TWIG-STIX (Tidy Workflow for Integrating & Governing STIX) is a Python-based solution for cleaning and preprocessing student enrollment data exported from school boards in STIX XML format.
This project provides a Python-based solution for cleaning and preprocessing student enrollment data exported from school boards in STIX XML format.
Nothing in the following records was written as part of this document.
PR #2132, opened 2018-08-28
HZN-1380: HA redundancy via ZooKeeper leader election

mattixtech:
* JIRA: http://issues.opennms.org/browse/HZN-1380


features/distributed/coordination/zookeeper/src/main/resources/OSGI-INF/blueprint/blueprint.xml
```diff
@@ -0,0 +1,20 @@
+<blueprint xmlns="http://www.osgi.org/xmlns/blueprint/v1.0.0"
+           xmlns:cm="http://aries.apache.org/blueprint/xmlns/blueprint-cm/v1.1.0">
+    <!-- Configuration properties -->
+    <cm:property-placeholder id="zookeeperProperties"
+                             persistent-id="org.opennms.features.distributed.coordination.zookeeper"
+                             update-strategy="reload">
+        <cm:default-properties>
+            <cm:property name="connectString" value="127.0.0.1:2181"/>
+            <cm:property name="namespace" value="coordination"/>
+            <!--<cm:property name="auths" value=""/>-->
```
j-white: If we're not including any authentication options, I'd omit it completely rather than leaving it commented.

features/distributed/coordination/zookeeper/src/test/java/org/opennms/features/distributed/coordination/zookeeper/TestZookeeperDomainManager.java
```diff
@@ -0,0 +1,145 @@
...
+
+        manager = ZookeeperDomainManager.withMocks("test.domain", mockBuilder, mockLeaderSelector);
+        LeaderSelectorListener leaderSelectorListener = manager.getLeaderSelectorListener();
+
+        int numToRegister = 100;
+        IntStream.range(0, numToRegister).parallel().forEach(this::register);
+
+        // We want to wait until the connection from above actually occurred
+        await().atMost(10, TimeUnit.SECONDS).until(manager::isConnected);
+        // TODO: This has potential to false positive since we could theoretically have another thread connecting
```
j-white: Is this a TODO, or just a note?

features/distributed/coordination/zookeeper/src/main/java/org/opennms/features/distributed/coordination/zookeeper/AlwaysZookeeperDomainManagerFactory.java
```diff
@@ -0,0 +1,104 @@
...
+import org.apache.curator.framework.CuratorFrameworkFactory;
+import org.apache.curator.retry.ExponentialBackoffRetry;
+import org.opennms.features.distributed.coordination.api.DomainManager;
+import org.opennms.features.distributed.coordination.api.DomainManagerFactory;
+import org.opennms.features.distributed.coordination.base.AbstractDomainManagerFactory;
+
+/**
+ * A {@link DomainManagerFactory} that uses Apache ZooKeeper to manage all domains.
+ */
+public class AlwaysZookeeperDomainManagerFactory extends AbstractDomainManagerFactory {
```
j-white: Can we drop the `Always` prefix in the name here? It's normally implicit for these types of factories.

features/distributed/coordination/zookeeper/src/test/java/org/opennms/features/distributed/coordination/zookeeper/TestZookeeperDomainManager.java
mattixtech: More of a note. I wasn't sure how to resolve this in a clean way. Basically I need to sleep for some time before I do the assert to make sure there really wasn't any other thread attempting a connection.

The easiest thing to do would be just add a Thread.sleep(1000) before the assert and that should take care of it but I wasn't sure if that was appropriate since bare sleeps are typically discouraged in unit tests.

features/distributed/coordination/zookeeper/src/main/java/org/opennms/features/distributed/coordination/zookeeper/ZookeeperDomainManager.java
```diff
@@ -0,0 +1,224 @@
...
+        try {
+            LOG.info("Connecting to ZooKeeper with client: ", client);
+            client.blockUntilConnected();
+            LOG.info("Connected to ZooKeeper");
+        } catch (InterruptedException e) {
+            LOG.warn("Interrupted while connecting to ZooKeeper", e);
+        }
+
+        if (leaderSelector == null) {
+            // TODO: Not sure if the leading slash is necessary
```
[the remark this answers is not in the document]
mattixtech: Forgot to verify that, yes it did end up being necessary.

features/distributed/coordination/zookeeper/src/test/java/org/opennms/features/distributed/coordination/zookeeper/TestZookeeperDomainManager.java
mattixtech: I'm just going to add the 1 second sleeps in and remove those comments.

j-white:
👍 thanks for the updates

features/distributed/coordination/api/src/main/java/org/opennms/features/distributed/coordination/api/Role.java
```diff
@@ -0,0 +1,38 @@
...
+
+package org.opennms.features.distributed.coordination.api;
+
+/**
+ * The valid roles when participating in a redundant cluster.
+ */
+public enum Role {
+    ACTIVE,
+    STANDBY,
+    UNKNOWN
```
mvrueden: Can we define UNKNOWN first? Otherwise Active may be the default which may not be the intention.

features/distributed/coordination/api/src/main/java/org/opennms/features/distributed/coordination/api/RoleChangeHandler.java
```diff
@@ -0,0 +1,52 @@
...
+ *     http://www.opennms.org/
+ *     http://www.opennms.com/
+ *******************************************************************************/
+
+package org.opennms.features.distributed.coordination.api;
+
+/**
+ * Defines the callbacks invoked by a {@link DomainManager} when a registrant becomes ACTIVE or STANDBY.
+ */
+public interface RoleChangeHandler {
```
mvrueden: Just a thought: Is it possible to change this to a `@FunctionalInterface` by having something like `roleChanged(Role newRole, String domain)`?

features/distributed/coordination/base/src/main/java/org/opennms/features/distributed/coordination/base/AbstractDomainManager.java
```diff
@@ -0,0 +1,222 @@
...
+    protected synchronized final void becomeActive() {
+        currentRole = Role.ACTIVE;
+        LOG.debug("Notifying all registrants of ", currentRole, " status");
+
+        // Handlers must not block so that this happens in a timely manner
+        for (Map.Entry<String, RoleChangeHandler> handler : roleChangeHandlers.entrySet()) {
+            try {
+                handler.getValue().becomeActive(getDomain());
+            } catch (Exception e) {
+                LOG.warn("Got exception while notifying handler '", handler.getKey(), "' of role '",
```
mvrueden: Just a note: Usually we use the `{}` syntax in log messages.

features/distributed/coordination/base/src/main/java/org/opennms/features/distributed/coordination/base/AbstractDomainManager.java
```diff
@@ -0,0 +1,222 @@
...
+            public void becomeStandby(String domain) {
+                onStandby.accept(domain);
+            }
+        });
+    }
+
+    @Override
+    public final synchronized void deregister(String id) {
+        if (!this.roleChangeHandlers.containsKey(Objects.requireNonNull(id))) {
+            throw new IllegalArgumentException(id + " is not registered");
```
mvrueden: Just a thought: Maybe `NoSuchElementException` is better suited here?

features/distributed/coordination/base/src/test/java/org/opennms/features/distributed/coordination/base/TestAbstractDomainManager.java
```diff
@@ -0,0 +1,118 @@
...
+import java.util.stream.IntStream;
+
+import org.junit.Assert;
+import org.junit.Test;
+import org.opennms.features.distributed.coordination.api.Role;
+
+/**
+ * Tests for {@link AbstractDomainManager}.
+ */
+public class TestAbstractDomainManager {
```
mvrueden: We suffix tests with `Test`. If it is prefixed it is very likely not picked up while building. This should be named `AbstractDomainManagerTest` or `DomainManagerTest`.

features/distributed/coordination/base/src/test/java/org/opennms/features/distributed/coordination/base/TestAbstractDomainManagerFactory.java
```diff
@@ -0,0 +1,83 @@
...
+
+import org.junit.Assert;
+import org.junit.Test;
+import org.opennms.features.distributed.coordination.api.DomainManager;
+import org.opennms.features.distributed.coordination.api.DomainManagerFactory;
+
+/**
+ * Tests for {@link AbstractDomainManagerFactory}.
+ */
+public class TestAbstractDomainManagerFactory {
```
mvrueden: See above.

features/distributed/coordination/base/src/test/java/org/opennms/features/distributed/coordination/base/TestConnectionBasedDomainManager.java
```diff
@@ -0,0 +1,148 @@
...
+import java.util.concurrent.TimeUnit;
+import java.util.concurrent.atomic.AtomicInteger;
+
+import org.junit.Assert;
+import org.junit.Test;
+
+/**
+ * Tests for {@link ConnectionBasedDomainManager}.
+ */
+public class TestConnectionBasedDomainManager {
```
mvrueden: See above.

features/distributed/coordination/zookeeper/src/main/java/org/opennms/features/distributed/coordination/zookeeper/ZookeeperDomainManager.java
```diff
@@ -0,0 +1,223 @@
...
+        }
+
+        client.start();
+
+        try {
+            LOG.info("Connecting to ZooKeeper with client: ", client);
+            client.blockUntilConnected();
+            LOG.info("Connected to ZooKeeper");
+        } catch (InterruptedException e) {
+            LOG.warn("Interrupted while connecting to ZooKeeper", e);
```
mvrueden: Can we safely continue here or do we have to `return`?

features/distributed/coordination/zookeeper/src/main/java/org/opennms/features/distributed/coordination/zookeeper/ZookeeperDomainManager.java
```diff
@@ -0,0 +1,223 @@
...
+        }
+
+        if (leaderSelector == null) {
+            leaderSelector = new LeaderSelector(client, "/" + getDomain(),
```
mvrueden: Devils Advocat here: What if `getDomain()` starts with `/`?

features/distributed/coordination/zookeeper/src/test/java/org/opennms/features/distributed/coordination/zookeeper/TestZookeeperDomainManager.java
```diff
@@ -0,0 +1,148 @@
...
+import org.apache.curator.framework.recipes.leader.CancelLeadershipException;
+import org.apache.curator.framework.recipes.leader.LeaderSelector;
+import org.apache.curator.framework.recipes.leader.LeaderSelectorListener;
+import org.apache.curator.framework.state.ConnectionState;
+import org.junit.Test;
+
+/**
+ * Tests for {@link ZookeeperDomainManager}.
+ */
+public class TestZookeeperDomainManager {
```
mvrueden: See above related to test naming.

features/distributed/coordination/zookeeper/src/test/java/org/opennms/features/distributed/coordination/zookeeper/TestZookeeperDomainManager.java
```diff
@@ -0,0 +1,148 @@
...
+
+        if (leadershipFuture.isDone() || leadershipFuture.isCompletedExceptionally()) {
+            fail("Leadership thread did not block");
+        }
+
+        try {
+            leaderSelectorListener.stateChanged(null, ConnectionState.LOST);
+            fail("No cancel leadership exception was caught");
+        } catch (Exception e) {
+            assertTrue(e instanceof CancelLeadershipException);
```
mvrueden: Can we please not use `assertTrue`?
I find it very hard to investigate failing `assertTrue/False` tests as they not clearly state what the problem is. 
I'd opt for either using `assertThat(...)`, `assertEquals(...)` or if you absolutely must use `assertTrue/False`, add the expected condition: `assertTrue("Exception is not a CancelLeadershipException but was expected", e instanceof CancelLeadershipException)`

features/distributed/coordination/zookeeper/src/test/java/org/opennms/features/distributed/coordination/zookeeper/TestZookeeperDomainManager.java
```diff
@@ -0,0 +1,148 @@
...
+        CompletableFuture.allOf(standbyFutures.toArray(new CompletableFuture[numToRegister])).get(10,
+                TimeUnit.SECONDS);
+
+        manager.getRoleChangeHandlers().keySet().parallelStream().forEach(manager::deregister);
+        await().atMost(10, TimeUnit.SECONDS).until(() -> !manager.isConnected());
+        // Wait some extra time to avoid a race condition where a thread was disconnecting right after we became 
+        // disconnected
+        Thread.sleep(1000);
+        assertEquals(1, disconnectionAttempts.get());
+        assertFalse(manager.isAnythingRegistered());
```
mvrueden: See above.

container/features/src/main/resources/features-sentinel.xml
```diff
@@ -109,4 +109,39 @@
...
+        <bundle>mvn:org.opennms.features.distributed/coordination-zookeeper-impl/${project.version}</bundle>
+    </feature>
+
+    <feature name="sentinel-coordination-shell"
+             description="OpenNMS :: Features :: Distributed :: Coordination :: Shell" version="${project.version}">
+        <feature version="${project.version}">sentinel-coordination-api</feature>
+        <bundle>mvn:org.opennms.features.distributed/coordination-shell/${project.version}</bundle>
+    </feature>
+
+    <feature name="zookeeper-dependencies" version="${project.version}" description="ZooKeeper Dependencies">
```
mvrueden: Can we put the `zookeeper.version` here instead?

features/distributed/coordination/zookeeper/src/main/java/org/opennms/features/distributed/coordination/zookeeper/ZookeeperDomainManager.java
mattixtech: Bad things happen! I'll add validation on the domain to restrict the character set.

features/distributed/coordination/base/src/main/java/org/opennms/features/distributed/coordination/base/AbstractDomainManager.java
mattixtech: Yes, that makes more sense.

features/distributed/coordination/api/src/main/java/org/opennms/features/distributed/coordination/api/Role.java
mattixtech: Sure I can change it, I just had them in alphabetical order. What do you mean by the default? As far as I know this isn't being used in such a way that it could have a default value.

features/distributed/coordination/api/src/main/java/org/opennms/features/distributed/coordination/api/RoleChangeHandler.java
mattixtech: Yes, good suggestion. This also helps in case we were to add additional roles since we will have already forced the existing role handling logic to be in one place for every client.

features/distributed/coordination/zookeeper/src/main/java/org/opennms/features/distributed/coordination/zookeeper/ZookeeperDomainManager.java
mattixtech: I don't think we can safely continue. I've modified this so that we will continue trying to blockUntilConnected() until it succeeds. This way if we get interrupted we will just go right back to trying.

mattixtech:
Thanks all for the feedback. Latest commit addresses all feedback up to now.

container/features/src/main/resources/features-sentinel.xml
```diff
@@ -109,4 +109,39 @@
...
+        <bundle>mvn:org.opennms.features.distributed/coordination-zookeeper/${project.version}</bundle>
+    </feature>
+
+    <feature name="sentinel-coordination-shell"
+             description="OpenNMS :: Features :: Distributed :: Coordination :: Shell" version="${project.version}">
+        <feature version="${project.version}">sentinel-coordination-api</feature>
+        <bundle>mvn:org.opennms.features.distributed/coordination-shell/${project.version}</bundle>
+    </feature>
+
+    <feature name="zookeeper-dependencies" version="${zookeeper.version}" description="ZooKeeper Dependencies">
```
j-white: We've updated the feature definition and the reference to use `zookeeper.version`, but where is zookeeper.version defined? This module doesn't see the one defined in `features/distributed/coordination/zookeeper/pom.xml`.

Given that we don't necessarily want to use this version of zookeeper globally (since it may conflict with what version the Kafka client libraries depend on), we may be better off just hard-coding the version to `3.4.7` here instead.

These XML files contain heirarchial information about schools, students, and associated fields, including personal details and contact information.
The cleaning process ensures that the data is structured, consistent, and complaint with expected STIX schema, ready for downstream analysis or to upload into Panorama or other STIX-interoperable systems.
- XML Parsing: Uses xmltodict and lxml to read hiearchical XML files
- Standardization & Cleaning:
- Fixes malformed or missing phone numbers
- Corrects street numbers and unit numbers exceeding allowed lengths.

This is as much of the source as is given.